Studying the Effect of Material and Geometry on Perceptual Outdoor Illumination.

Understanding and modeling perceived properties of sky-dome illumination is an important but challenging problem due to the interplay of several factors such as the materials and geometries of the objects present in the scene being observed. Existing models of sky-dome illumination focus on the physical properties of the sky. However, these parametric models often do not align well with the properties perceived by a human observer. In this work, drawing inspiration from the Hosek-Wilkie sky-dome model, we investigate the perceptual properties of outdoor illumination. For this purpose, we perform a large-scale user study via crowdsourcing to collect a dataset of perceived illumination properties (scattering, glare, and brightness) for different combinations of geometries and materials under a variety of outdoor illuminations, totaling 5,000 distinct images.
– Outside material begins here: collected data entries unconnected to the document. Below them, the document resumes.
PR #260, opened 2026-05-16
fix(setup): persist step-attenuator enable/value across restart (#259)

### LINKED ISSUE #259: Nereus can't remember step att setting
### Bug Description

I went into options and set both RX1 Enable and RX2 Enable for 5dB. When I closed and reopened Nereus, they were both back to zero and unchecked.

Image

### Steps to Reproduce

Open Nereus. Connect to radio.
Go to Settings, Options and set both RX1 Enable and RX2 Enable to a value greater than zero. 
Exit Settings. 
Exit Nereus. 
Open Nereus. Connect to radio, and open Settings, Options.

### Radio Model & Protocol

ANAN-10E

### Radio Firmware Version

_No response_

### NereusSDR Version

0.5.1

### Operating System

macOS (Intel)

### Relevant Logs

```text

```

boydsoftprez:
## Summary

Closes #259 — RX1 Enable / RX2 Enable and their dB values in
**Setup → General → Options → Step Attenuator** were reverting to
unchecked / 0 dB after closing and reopening Nereus on ANAN-10E.

Three reinforcing root causes:

1. **`saveSettings()` never ran at app close.**
   `RadioModel::teardownConnection()` nulls `m_connection` via
   `teardownWorkerThreadedConnection()` *before* emitting
   `connectionStateChanged(Disconnected)`. By the time
   `MainWindow::onConnectionStateChanged` runs the disconnect branch,
   `m_radioModel->connection()` is already `nullptr` and the
   `if (connection())` guard around the save was always false. Fix:
   call `m_stepAttController->saveSettings(m_lastRadioInfo.macAddress)`
   inside `teardownConnection` itself, mirroring the `TransmitModel`
   persistence pattern just above it.

2. **`loadSettings()` didn't emit `stepAttEnabledChanged`.** Even after
   fix (1), the controller's restored `m_stepAttEnabled` never reached
   the UI — only `attenuationChanged` and `preampModeChanged` were
   emitted. Added the missing emit at the end of `loadSettings`.

3. **`GeneralOptionsPage::connectController` only wired the RX1 spinbox.**
   Both checkboxes and both spinboxes now follow the controller. The
   RX2 toggle is additionally routed through `setStepAttEnabled` so it
   actually persists, matching Thetis's `chkRX2StepAtt ↔
   chkHermesStepAttenuator` mirror on shared-ADC boards
   (`setup.cs:15719-15721 [v2.10.3.13]`). Full per-RX state remains
   Phase 3F (multi-pan) scope.

## Test plan

- [x] New unit tests cover (a) save → reload preserves `m_stepAttEnabled`,
      (b) `loadSettings` emits `stepAttEnabledChanged` on the restored
      value, (c) `loadSettings` emits the signal even on a fresh MAC
      (so the controller's default-true reaches the UI on first run).
- [x] `ctest -j6` passes 471/471 locally.
- [ ] Bench verification on ANAN-10E by issue reporter: set RX1 Enable +
      RX2 Enable to 5 dB, close Nereus, reopen, confirm both controls
      come back checked at 5 dB.

J.J. Boyd ~ KG4VCF

## Update — pre-load clobber + lazy SetupDialog stale state + RX2 hidden

After bench review the original RX1↔RX2 mirror was the wrong call —
Thetis stores RX1 and RX2 independently and only mirrors on user
click when both RXes share an ADC (`setup.cs:15741-15760
[v2.10.3.13]`). The right NereusSDR fix needs independent
`m_stepAttEnabledRx2` / `m_attDbRx2` + an analogous independent
RX2 auto-att path + a click-time mirror — that is a real refactor
and is queued as a follow-up.

For this PR the RX2 step-att row and the Auto Attenuate RX2
groupbox in **Setup → General → Options** are constructed but
`setVisible(false)`. The existing wiring scaffolding stays in place
so the follow-up touches only the controller side.

A second issue surfaced during HL2 bench testing: persistence of
the RX1 dB value was still failing after the f838a370 commit. The
diagnostic trace caught the clobber path:

```
18:31:11.242 saveSettings m_attDb=0      <-- pre-load teardown
18:31:15.854 loadSettings DONE m_attDb=0  <-- reads back the clobber
```

`RadioModel::connectToRadio` calls `teardownConnection()` whenever
`m_connection` already exists (auto-reconnect retry, panel-driven
reconnect, etc). That teardown's `saveSettings` fired before the
matching `loadSettings`, persisting the controller's constructor
defaults over the user's real saved state. The next `loadSettings`
then read back the freshly-clobbered zero.

Fix: `StepAttenuatorController` gains `m_loadedMac`, set by
`loadSettings` and cleared by `markSettingsUnloaded()`.
`saveSettings` short-circuits unless `m_loadedMac == mac`, so a
pre-load teardown is a no-op. `RadioModel::teardownConnection`
calls `markSettingsUnloaded()` after the save so the next connect
must re-load before its own teardown can save.

Third half (the lazy-SetupDialog miss already mentioned above in
the original PR body): the new `GeneralOptionsPage::initFromController()`
runs at construction with `QSignalBlocker` around each set and pulls
the controller's already-restored state into the widgets, so the
page constructed after `loadSettings` shows the right values.

## Bench verification (HL2)

Connect → Setup → General → Options → RX1 Enable ✓, dB = 6 → close →
⌘Q → relaunch → reconnect → open Setup → Options. RX1 Enable still
checked, spinbox at 6. Persisted file: `rx1Enabled=True`,
`rx1Value=6`, `rx1Band/GEN=6`.

New regression tests:

- `tst_step_attenuator_controller`:
  `persistence_saveBeforeLoad_doesNotClobber`,
  `persistence_markUnloaded_reArmsGate`,
  plus updates to the existing persistence cases for the new gate.
- `tst_general_options_page_step_att_init` (new file):
  `initFromController_restoresEnabledAndValue`,
  `initFromController_disabledState`,
  `rx2Row_isHiddenForNow`,
  `autoAttRx2Group_isHiddenForNow`.

Full `ctest -j6`: 472/472 pass.

J.J. Boyd ~ KG4VCF

### DIFF
--- a/src/core/StepAttenuatorController.cpp
+++ b/src/core/StepAttenuatorController.cpp
@@ -1099,8 +1099,16 @@ void StepAttenuatorController::loadSettings(const QString& mac)
     }
 
     // Notify UI of restored values.
+    //
+    // Issue #259 fix: stepAttEnabledChanged is emitted here so the
+    // "RX1 Enable" / "RX2 Enable" checkboxes on Setup → General → Options
+    // pick up the restored value on connect. Without this emit, the
+    // controller's m_stepAttEnabled is correct but the checkbox stays
+    // at its constructor default (unchecked) until the user clicks it
+    // — so persistence appears broken even when the round-trip works.
     emit attenuationChanged(m_attDb);
     emit preampModeChanged(m_preampMode);
+    emit stepAttEnabledChanged(m_stepAttEnabled);
 }
 
 }  // namespace NereusSDR
--- a/src/core/StepAttenuatorController.cpp
+++ b/src/core/StepAttenuatorController.cpp
@@ -948,6 +948,23 @@ void StepAttenuatorController::onDdcMappingChanged()
 
 void StepAttenuatorController::saveSettings(const QString& mac)
 {
+    // Issue #259 gate: refuse to save until loadSettings has populated this
+    // controller for the same MAC. Without this, the teardownConnection
+    // that runs INSIDE RadioModel::connectToRadio (when a previous m_connection
+    // still exists, e.g. auto-reconnect retry) would persist the constructor
+    // defaults — m_attDb=0, m_stepAttEnabled=true — over the user's real
+    // saved state. The bench trace at /tmp/nereus259/run.log shows the
+    // failure mode: 18:31:11.242 save with m_attDb=0 wipes the prior session's
+    // m_attDb=6, followed at 18:31:15.854 by a loadSettings that reads back
+    // the freshly-clobbered zero.
+    //
+    // Empty mac is also rejected — same guard pattern as the
+    // m_transmitModel.persistToSettings block at the matching site in
+    // RadioModel::teardownConnection().
+    if (mac.isEmpty() || m_loadedMac != mac) {
+        return;
+    }
+
     auto& s = AppSettings::instance();
 
     // Step attenuator global config.
@@ -1023,6 +1040,14 @@ void StepAttenuatorController::saveSettings(const QString& mac)
 
 void StepAttenuatorController::loadSettings(const QString& mac)
 {
+    // Issue #259: record the MAC we're loading for so saveSettings can refuse
+    // pre-load writes. Set BEFORE reading values so a synchronous early-
+    // return path (none today, but a future maintainer's guard could
+    // bail mid-load) still leaves the gate in a consistent state — the
+    // save would re-emit our just-read state which is at worst identical
+    // to disk.
+    m_loadedMac = mac;
+
     auto& s = AppSettings::instance();
 
     // Step attenuator global config.
@@ -1101,11 +1126,11 @@ void StepAttenuatorController::loadSettings(const QString& mac)
     // Notify UI of restored values.
     //
     // Issue #259 fix: stepAttEnabledChanged is emitted here so the
-    // "RX1 Enable" / "RX2 Enable" checkboxes on Setup → General → Options
-    // pick up the restored value on connect. Without this emit, the
-    // controller's m_stepAttEnabled is correct but the checkbox stays
-    // at its constructor default (unchecked) until the user clicks it
-    // — so persistence appears broken even when the round-trip works.
+    // "RX1 Enable" checkbox on Setup → General → Options picks up the
+    // restored value on connect. Without this emit, the controller's
+    // m_stepAttEnabled is correct but the checkbox stays at its
+    // constructor default (unchecked) until the user clicks it — so
+    // persistence appears broken even when the round-trip works.
     emit attenuationChanged(m_attDb);
     emit preampModeChanged(m_preampMode);
     emit stepAttEnabledChanged(m_stepAttEnabled);
--- a/src/gui/setup/GeneralOptionsPage.cpp
+++ b/src/gui/setup/GeneralOptionsPage.cpp
@@ -508,9 +508,15 @@ void GeneralOptionsPage::buildStepAttGroup()
             m_ctrl->setStepAttEnabled(on);
         }
     });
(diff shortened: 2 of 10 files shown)


src/core/StepAttenuatorController.cpp
```diff
@@ -948,6 +948,23 @@ void StepAttenuatorController::onDdcMappingChanged()
...
+    // defaults — m_attDb=0, m_stepAttEnabled=true — over the user's real
+    // saved state. The bench trace at /tmp/nereus259/run.log shows the
+    // failure mode: 18:31:11.242 save with m_attDb=0 wipes the prior session's
+    // m_attDb=6, followed at 18:31:15.854 by a loadSettings that reads back
+    // the freshly-clobbered zero.
+    //
+    // Empty mac is also rejected — same guard pattern as the
+    // m_transmitModel.persistToSettings block at the matching site in
+    // RadioModel::teardownConnection().
+    if (mac.isEmpty() || m_loadedMac != mac) {
```
boydsoftprez, line 964: This gate changes `saveSettings()` from a plain serializer into a load-gated operation. That fixes the runtime pre-load teardown path, but existing callers/tests still save a fresh controller without first calling `loadSettings()` (`tst_step_att_on_tx_value::setAttOnTxValue_persistsPerMac` and `tst_board_capability_flag_wiring::adaptiveSetters_remainCallable_whenFlagFalse`). Those saves now silently no-op, so reload sees defaults. Either update those call sites to load first or split the teardown-safe save path from the general save contract.

src/gui/setup/GeneralOptionsPage.cpp
```diff
@@ -645,12 +672,86 @@ void GeneralOptionsPage::connectController()
...
+        QSignalBlocker blk(m_chkRx1StepAttEnable);
+        m_chkRx1StepAttEnable->setChecked(stepOn);
+    }
+    {
+        QSignalBlocker blk(m_spnRx1StepAttValue);
+        m_spnRx1StepAttValue->setValue(attDb);
+    }
+    m_spnRx1StepAttValue->setEnabled(stepOn);
+
+    // Auto-att group — same lazy-construct problem.
```
boydsoftprez: `initFromController()` now fixes the cold-open step-att state and partially restores Auto Att RX1, but it only applies enable and mode. The restored undo/decay checkbox and hold/delay spinbox remain at constructor defaults, so a page opened after `loadSettings()` can show Adaptive mode with the checkbox still unchecked/labeled `Undo`, and the hold control disabled/default even if the controller restored different values. This should pull the remaining auto-att fields too, or leave auto-att out of this initialization path.

boydsoftprez (commented):
Static review pass found two issues worth fixing before merge.

src/core/StepAttenuatorController.cpp
boydsoftprez: Already addressed in follow-up commit 65473e22 — both tests now call `ctrl.loadSettings(kTestMac)` before mutating + saving. That was exactly the CI failure that commit fixed.

J.J. Boyd ~ KG4VCF

src/gui/setup/GeneralOptionsPage.cpp
boydsoftprez: Good catch. Fixed in 8b3c17c7:

- Added three const-noexcept getters to `StepAttenuatorController` (`autoAttUndo`, `adaptiveHoldSeconds`, `autoUndoDelaySec`) for the read side that was previously only set-only.
- Extended `initFromController` to pull all four auto-att fields with the mode-aware Undo↔Decay label flip and the mode-aware hold-vs-delay spinbox value (mirrors `buildAutoAttGroup`'s `cmbMode` and `spnHold` handlers).
- Two new regression tests pin the Adaptive + Classic init paths end-to-end.

J.J. Boyd ~ KG4VCF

We perform a thorough statistical analysis of the collected data which reveals several interesting effects. For instance, our analysis shows that when there are objects in the scene made of rough materials, the perceived scattering of the sky increases. Furthermore, we utilize our extensive collection of images and their corresponding perceptual attributes to train a predictor. This predictor, when provided with a single image as input, generates an estimation of perceived illumination properties that align with human perceptual judgments. Accurately estimating perceived illumination properties can greatly enhance the overall quality of integrating virtual objects into real scene photographs. Consequently, we showcase various applications of our predictor. For instance, we demonstrate its utility as a luminance editing tool for showcasing virtual objects in outdoor scenes.